EXERCISE AIM →
Look for the string "made" in the material below. Copy every line where you find it.

DATA FOR ANALYSIS →
PR #228, opened 2020-09-26
Expose swagger ui

cfvescovo:
See https://github.com/wafflespeanut/paperclip/pull/174 for further information


plugins/actix-web/src/lib.rs
```diff
@@ -248,6 +251,24 @@ where
...
+    /// as a JSON with Swagger UI.
+    #[cfg(feature = "swagger-ui")]
+    pub fn with_swagger_ui_at(mut self, path: &str) -> Self {
+        self.inner = self.inner.take().map(|a| {
+            a.service(
+                actix_web::web::resource(path)
+                    .route(actix_web::web::get().to(SpecHandler(self.spec.clone()))),
+            )
+            .service(
+                actix_web::web::resource(path.to_owned() + "/swagger-ui.html")
```
wafflespeanut, line 265: This doesn't feel right. We need to think of a better way. I understand that the swagger UI needs access to the JSON spec, but we shouldn't mount the UI at some non-configurable path (what if users wanted this to be at `/api/swagger`?).

I propose to have a `path: Option<String>` field in the `App` wrapper type. We set this path to the JSON spec path (obtained when the user calls `with_json_spec_at` and we mount the UI handler only if this path is set, so if it's not set, we'll get a 404 from backend.

cfvescovo: Ok, I will add it

cfvescovo: I have made the changes you requested.

cfvescovo:
I have also updated the docs for our new function

cfvescovo:
@wafflespeanut Could you review the changes I have made?

wafflespeanut:
Hey, sorry I took long to take a look. As mentioned in the other PR, I don't like using `askama` for a simple path substitution. We already use `tinytemplate` for codegen (which has very few dependencies), and I'd prefer to use that instead. We can have a build script which loads the template at compile time and substitutes at runtime. If you do have time to work on it, then that'd be great. Otherwise, I'll take ownership of this PR :smile:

RESPONSE →
cfvescovo: I have made the changes you requested.
@wafflespeanut Could you review the changes I have made?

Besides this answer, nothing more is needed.